Schema flexibility: MongoDB's schemaless nature means you don't need to coordinate migrations across PRs. Each PR can evolve its document structure independently. But you still need index management and seed data — this guide covers both.
| Concern | Shared Staging DB | Per-PR Database (Bunnyshell) |
|---|---|---|
| Schema conflicts | Frequent — field renames break other PRs | None — each PR has its own collections |
| Test data isolation | Impossible — all PRs share the same documents | Complete — each PR starts clean |
| Cleanup | Manual, error-prone | Automatic on PR merge/close |
| Cost | One instance, always running | Many small instances, only while PRs are open |
| Index testing | Dangerous — index changes affect everyone | Safe — test index strategies per PR |
Bunnyshell's Approach to Database Components
Bunnyshell offers three ways to provision MongoDB in preview environments.

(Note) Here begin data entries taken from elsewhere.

PR #10508, opened 2021-12-20
limit length of response status line for _exc_with_message in forklift/legacy

### LINKED ISSUE #10501: Test pypi upload fails with 502 Bad Gateway error
**Describe the bug**
During a GitHub Action to release the latest version of aurora, the package fails to upload to the pypi test server with a 502 Bad Gateway error

**Expected behavior**
The Action has worked fine in the past

**To Reproduce**
https://github.com/fsciortino/Aurora/runs/4558019561?check_suite_focus=true

**My Platform**
GitHub Actions

Your help is greatly appreciated.  Mention @fsciortino .

ewdurbin:
addresses cases like #10501 where the Response Status line will be much larger than is reasonable.

in theory this is crashing the request at some part of our HTTP stack, I believe between our gunicorn servers and the TLS terminator right above it.

Fixes #10501.

### DIFF
--- a/warehouse/forklift/legacy.py
+++ b/warehouse/forklift/legacy.py
@@ -870,7 +870,7 @@ def file_upload(request):
                 error_message = (
                     "{value!r} is an invalid value for {field}. ".format(
                         value=(
-                            field.data[:60] + "..."
+                            field.data[:30] + "..." + field.data[-30:]
                             if len(field.data) > 60
                             else field.data
                         ),
--- a/warehouse/forklift/legacy.py
+++ b/warehouse/forklift/legacy.py
@@ -869,7 +869,12 @@ def file_upload(request):
             if field.description and isinstance(field, wtforms.StringField):
                 error_message = (
                     "{value!r} is an invalid value for {field}. ".format(
-                        value=field.data, field=field.description
+                        value=(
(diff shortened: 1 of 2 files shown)


warehouse/forklift/legacy.py
```diff
@@ -869,7 +869,12 @@ def file_upload(request):
             if field.description and isinstance(field, wtforms.StringField):
                 error_message = (
                     "{value!r} is an invalid value for {field}. ".format(
-                        value=field.data, field=field.description
+                        value=(
+                            field.data[:60] + "..."
```
di, line 873:
```suggestion
                            field.data[:30] + "..." + field.data[-30:]
```
Just to give a sense of what the entire string is.

ewdurbin: it'd be a little awkward for strings just over the limit... since we would return 63 chars for a 61 char field.. but makes sense :-D

di (approved):

mjon60:
> addresses cases like #10501 where the Response Status line will be much larger than is reasonable.
> 
> in theory this is crashing the request at some part of our HTTP stack, I believe between our gunicorn servers and the TLS terminator right above it.
> 
> Fixes #10501.

gh pr checkout 10508

Issue #5792, opened 2019-05-06
Add ability to require 2FA for a given project


di:
**What's the problem this feature will solve?**
Currently there is no way to require a certain level of security for a given project.

**Describe the solution you'd like**
Allow a project to require that 2FA is enabled before a new owners/maintainers can be added. This should also prevent users that are not in compliance from doing the activities permitted by their role.

**Additional context**
~Blocked on #5790, otherwise this would allow any attacker to determine the 2FA status for a given user.~

brainwane:
Some UX questions to be resolved include:

* If a user wants to send an invitation and the recipient doesn't have 2FA on, what happens?
* if you get an invite and don't have 2FA on, what happens?
* In projects with multiple owners: can any owner turn that on? Maybe it's not allowed until all the existing owners/maintainers have turned on 2FA? Once turned on, can any owner turn it off by themselves?
* Will we expose anywhere, in public, the info that this is a requirement for this project? (Leaning towards no, since that allows malfeasors to discover which projects DON'T have this requirement.)
* What happens to an existing owner/maintainer of a project if they try to disable 2FA on their account? Maybe they retain maintainer/owner status but are blocked from actually performing any of their privileged actions? Would they be unable to create project-scoped API tokens, for instance?

So we'd want to research this with user tests and check prior art on other similar platforms. That, plus developing flows and templates, makes this a feature that might take something like 2 weeks of UX work.

Until we get into it we won't know how much backend work is involved in accommodating flows and edge cases here, and how much PM work it'll take to document, publicize, triage related issues, etc., but it feels to me like it might take ~6 days of backend and ~4 days of PM work.

It would also be great to have an admin panel to make it easy for a PyPI site administrator to check whether a specific project has this turned on (to help with troubleshooting and potentially with quiet outreach to improve the security of specific high-profile packages). (Doing that, including underpinnings and methodical unit & integration tests, might take about 5 days of work.)

(Roughly scoping this out as we look for additional funding.)

miketheman:
Has there been any further movement on the UX decisions here? Or would this need further work scoping to make those decisions?

PR #10574, opened 2022-01-07
Add mechanisms for requiring 2FA

di:
Towards #5792: adds the bits to make it possible for a project to require 2FA, and adds an authorization policy that prevents authorization for a project if a user doesn't have 2FA enabled.

image

Doesn't include: mechanisms for flipping these bits.


warehouse/templates/manage/projects.html
```diff
@@ -82,6 +83,15 @@ <h3 class="package-snippet__title">{{ project.name }}
           {% endif %}
         </div>
         <div class="package-snippet__buttons">
+
+          {% if not user_has_two_factor and project.name in projects_requiring_2fa %}
+          <a
+            href="{{ request.route_path('manage.account.two-factor') }}"
+            class="button button--danger"
+            title="{% trans %}This project requires 2FA to be enabled to manage{% endtrans %}"
```
ewdurbin, line 91: Since there are multiple reasons 2FA might be required (owners_require_2fa/pypi_mandates_2fa), it's probably best to surface which source is requiring this here.

warehouse/accounts/auth_policy.py
```diff
@@ -45,3 +50,46 @@ def unauthenticated_userid(self, request):
...
+
+        # If the request is permitted by the subpolicy, check if the context is
+        # 2FA requireable, if 2FA is indeed required, and if the user has 2FA
+        # enabled
+        if subpolicy_permits and isinstance(context, TwoFactorRequireable):
+            if context.two_factor_required and not request.user.has_two_factor:
+                return WarehouseDenied(
+                    "This project requires two factor authentication to be enabled "
+                    "for all contributors.",
+                    reason="two_factor_required",
```
ewdurbin, line 86: Similarly, perhaps we should have additional context for what is requiring 2FA?

PR #10575, opened 2022-01-09
Add uploader next to author/maintainer in info json

MartinThoma:
I've noticed that on https://pypi.org/project/identifier/ I can see the user "Collie" as maintainer, but on https://pypi.org/pypi/identifier/json the user cannot be seen at all.

It would be nice to be able to get the same information in a structured way as via the GUI.

### DIFF
--- a/warehouse/legacy/api/json.py
+++ b/warehouse/legacy/api/json.py
@@ -190,6 +190,7 @@ def json_release(release, request):
             "author_email": release.author_email,
             "maintainer": release.maintainer,
             "maintainer_email": release.maintainer_email,
+            "uploader": release.uploader,
             "requires_python": release.requires_python,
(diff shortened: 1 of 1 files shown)


miketheman (commented):
Uploaded value is not guaranteed to be available, per https://github.com/pypa/warehouse/blob/bc54b9db85e331623abe8b51c5954bf1de688c59/warehouse/packaging/models.py#L477

Have you considered how to guard against that possibility?

Adding a test to cover this behavior in https://github.com/pypa/warehouse/blob/main/tests/unit/legacy/api/test_json.py

And specifically using the ReleaseFactory to create a release without an uploaded value would be the way to go.

firefly9966 (approved):

miketheman:

PR #10603, opened 2022-01-16
Implement a way to select preferred package manager

patrick91:
Hi folks! I've made this PR to add a way to chose what package manager you want to use to install a dependency, here's a video of how it works:

I didn't put much effort in the code so feel free to bash it :D I was mostly wondering if this is a feature PyPI needs/wants or not, I've asked on twitter and people seem to like the idea.

In case we want to go forward with this PR there's a few things left to do:

- [ ] Add a cookie to preselect the preferred package manager 
- [ ] Improve the code (based on the PR review)
- [ ] decide if I put the settings form in the right place :)


warehouse/static/js/warehouse/index.js
```diff
@@ -257,3 +257,43 @@ application.load(definitionsFromContext(context));
 docReady(() => {
   RepositoryInfo();
 });
+
+// utils for choosing a package manager
```
miketheman, line 261: **suggestion:** ‏Following patterns that other functionality here has, move the logic out of index.js and into a feature-specific location.
Existing behaviors follow a pattern where they are placed in `warehouse/utils/` and imported here as a single call - like `RepositoryInfo()` on L258 above.

Even better: More of the JS functionality has been moved to Stimulus Controllers in https://github.com/pypa/warehouse/tree/main/warehouse/static/js/warehouse/controllers - and then contextually imported here: https://github.com/pypa/warehouse/blob/479e6f3ca2e11348e70e197dc5b4bf7887411341/warehouse/static/js/warehouse/index.js#L253-L255

The Stimulus approach may even work better for this function.

miketheman (commented):
Very cool feature! I was thinking about this recently as well.

Thinking aloud, is a cookie the right place for storing this preference? Maybe! Or should it be a User property, and persisted on the Model? I don't know the answer!

warehouse/static/js/warehouse/index.js
patrick91: oh, didn't notice stimulus being used 😊

patrick91:
> Thinking aloud, is a cookie the right place for storing this preference? Maybe! Or should it be a User property, and persisted on the Model? I don't know the answer!

Very good questions! I don't know how many people use pypi while being signed it (maybe we have some stats on that?), but I don't think it would be the majority (since you don't need an account to download packages).

warehouse/static/js/warehouse/index.js
miketheman: And for testing - see https://github.com/pypa/warehouse/tree/main/tests/frontend for other stuffs.

miketheman:
> I don't think it would be the majority...

I'm inclined to agree - but am unable to make a data-driven assertion.

miketheman:
@patrick91 Casual ping.

I've been thinking about this recently, and have come around to thinking that using `[localStorage](https://developer.mozilla.org/en-US/docs/Web/API/Window/localStorage)` is likely the way to go. I [found a blog post](https://stevepolito.design/blog/rails-auto-save-form-data/) talking about Stimulus and localStorage that might prove helpful.

Are you still interested in pursuing this effort?

patrick91:
@miketheman sure, happy to make a PR in the weekend :D

feel free to ping me again if I don't do it!

patrick91:
@miketheman I've done an initial implementation using stimulus, let me know how it looks, I'm not familiar with it 😊 

I also needed to add a wrapper div to make the target work 🙂

I'll add the local storage config after the first review :)

warehouse/static/js/warehouse/controllers/package_manager_instructions_controller.js
```diff
@@ -0,0 +1,57 @@
...
+    packageValue: String,
+  };
+
+  static targets = ["settings", "command"];
+
+  connect() {
+    console.log(this.packageNameValue);
+    console.log(this.projectVersionValue);
+    console.log(this.indexUrlValue);
+  }
```
miketheman, line 30: **nitpick:** ‏gonna guess these `console.log` and others go away when ready?
Will the `connect()` go away completely as well?

warehouse/templates/packaging/detail.html
```diff
@@ -147,14 +149,39 @@ <h1 class="package-header__name">
...
+        data-package-manager-instructions-package-name-value="{{ release.project.name }}"
+        data-package-manager-instructions-project-version-value="{{ project_version }}"
+        data-package-manager-instructions-index-url-value="{{ index_url }}"
+      >
+        <p class="package-header__pip-instructions">
+          <span id="pip-command" data-package-manager-instructions-target="command">{{ pip_command(release, request.matched_route.name, testPyPI) }}</span>
+          <button type="button" class="copy-tooltip copy-tooltip-s" data-clipboard-target="#pip-command" data-tooltip-label="{% trans %}Copy to clipboard{% endtrans %}">
+            <i class="fa fa-copy" aria-hidden="true"></i>
+              <!-- todo: rename this to installation instructions? -->
+              <span class="sr-only">{% trans %}Copy PIP instructions{% endtrans %}</span>
```
miketheman, line 163: Yes please - since `sr-*` prefixes are for screen readers. If you can shim in the package manager name here, that'd be cool too!

warehouse/templates/packaging/detail.html
```diff
@@ -147,14 +149,39 @@ <h1 class="package-header__name">
...
-      </p>
-      {% endif %}
+      <div
+        data-controller="package-manager-instructions"
+        data-package-manager-instructions-package-name-value="{{ release.project.name }}"
+        data-package-manager-instructions-project-version-value="{{ project_version }}"
+        data-package-manager-instructions-index-url-value="{{ index_url }}"
+      >
+        <p class="package-header__pip-instructions">
+          <span id="pip-command" data-package-manager-instructions-target="command">{{ pip_command(release, request.matched_route.name, testPyPI) }}</span>
```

Choose based on your team's needs:
| Approach | Best for | Complexity | Production parity |
|---|---|---|---|
| Approach A: Built-in Database Component | Most teams — fast setup, minimal config | Easiest | Good — same engine, standalone instance |
| Approach B: Helm Chart | Teams with existing Helm infrastructure | Moderate | Better — Bitnami chart with replica set options |
| Approach C: Terraform-Managed | Teams needing managed databases (Atlas, DocumentDB) | Advanced | Best — actual managed database instances |
All three approaches work with Bunnyshell's automatic preview environment lifecycle. When a PR opens, the database is provisioned. When it closes, the database is destroyed.
Approach A: Built-in Database Component
The simplest way to add MongoDB to a preview environment. Use kind: Database in your bunnyshell.yaml and Bunnyshell handles the rest.
Minimal Configuration
1kind: Environment
2name: myapp-preview
3type: primary
4
5environmentVariables:
6 MONGO_PASSWORD: SECRET["your-secure-password"]
7 MONGO_USER: appuser
8 MONGO_DB: appdb
9
10components:
11 # ── Your Application ──
12 - kind: Application
13 name: api
14 gitRepo: 'https://github.com/your-org/your-app.git'
15 gitBranch: main
16 gitApplicationPath: /
17 dockerCompose:
18 build:
19 context: .
20 dockerfile: Dockerfile
21 environment:
22 MONGODB_URI: 'mongodb://{{ env.vars.MONGO_USER }}:{{ env.vars.MONGO_PASSWORD }}@db:27017/{{ env.vars.MONGO_DB }}?authSource=admin'
23 DB_HOST: db
24 DB_PORT: '27017'
25 DB_NAME: '{{ env.vars.MONGO_DB }}'
26 DB_USER: '{{ env.vars.MONGO_USER }}'
27 DB_PASSWORD: '{{ env.vars.MONGO_PASSWORD }}'
28 ports:
29 - '3000:3000'
30 dependsOn:
31 - db
32 hosts:
33 - hostname: 'api-{{ env.base_domain }}'
34 path: /
35 servicePort: 3000
36
37 # ── MongoDB Database ──
38 - kind: Database
39 name: db
40 dockerCompose:
41 image: 'mongo:7-jammy'
42 environment:
43 MONGO_INITDB_ROOT_USERNAME: '{{ env.vars.MONGO_USER }}'
44 MONGO_INITDB_ROOT_PASSWORD: '{{ env.vars.MONGO_PASSWORD }}'
45 MONGO_INITDB_DATABASE: '{{ env.vars.MONGO_DB }}'
46 ports:
47 - '27017:27017'
48
49volumes:
50 - name: mongo-data
51 mount:
52 component: db
53 containerPath: /data/db
54 size: 1GiInternal networking only. The MongoDB component does not need an ingress or public hostname. Your application connects to it via the Kubernetes service name (db in this example) on port 27017. The {{ components.db.ingress.hosts[0] }} interpolation is NOT used for databases — that's for HTTP services only.
Key Configuration Details
Image choice: mongo:7-jammy is the recommended image. The jammy variant is based on Ubuntu 22.04 and includes the mongosh shell. Use the major version tag (7) to get automatic minor and patch updates.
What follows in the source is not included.